PR #1279, opened 2025-08-04
Add Padding property to Label

PoignardAzur:
Move LABEL_X_PADDING to theme module.

### DIFF
--- a/masonry/src/theme.rs
+++ b/masonry/src/theme.rs
@@ -29,9 +29,8 @@ pub const ACCENT_COLOR: Color = Color::from_rgb8(0x3b, 0x7e, 0xe4);
 pub const TEXT_COLOR: Color = Color::from_rgb8(0xf0, 0xf0, 0xea);
 pub const DISABLED_TEXT_COLOR: Color = Color::from_rgb8(0xa0, 0xa0, 0x9a);
 
-/// Added padding between each horizontal edge of the widget
-/// and the text in logical pixels.
-const LABEL_X_PADDING: f64 = 2.0;
+/// Default horizontal padding for [`Label`], in logical pixels.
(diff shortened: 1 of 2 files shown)


masonry/src/theme.rs
```diff
@@ -29,6 +29,10 @@ pub const ACCENT_COLOR: Color = Color::from_rgb8(0x3b, 0x7e, 0xe4);
 pub const TEXT_COLOR: Color = Color::from_rgb8(0xf0, 0xf0, 0xea);
 pub const DISABLED_TEXT_COLOR: Color = Color::from_rgb8(0xa0, 0xa0, 0x9a);
 
+/// Added padding between each horizontal edge of the widget
+/// and the text in logical pixels.
+const LABEL_X_PADDING: f64 = 2.0;
```
DJMcNab: Why is this constant private where everything else in this module is public?

We should either make it `pub` or document in the code why it is different.

masonry/src/theme.rs
```diff
@@ -29,6 +29,10 @@ pub const ACCENT_COLOR: Color = Color::from_rgb8(0x3b, 0x7e, 0xe4);
 pub const TEXT_COLOR: Color = Color::from_rgb8(0xf0, 0xf0, 0xea);
 pub const DISABLED_TEXT_COLOR: Color = Color::from_rgb8(0xa0, 0xa0, 0x9a);
 
+/// Added padding between each horizontal edge of the widget
+/// and the text in logical pixels.
```
DJMcNab: We should update the docs here to refer explicitly to `Label` rather than just "the widget".

DJMcNab (approved):
Looks good, thanks! Approving if and only if both review comments are actioned as described.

◆ **Work to be completed**: If a line in the data contains the string "logical", copy it.

◆ **Task response**:
-/// and the text in logical pixels.
+/// Default horizontal padding for [`Label`], in logical pixels.
+/// and the text in logical pixels.
+/// and the text in logical pixels.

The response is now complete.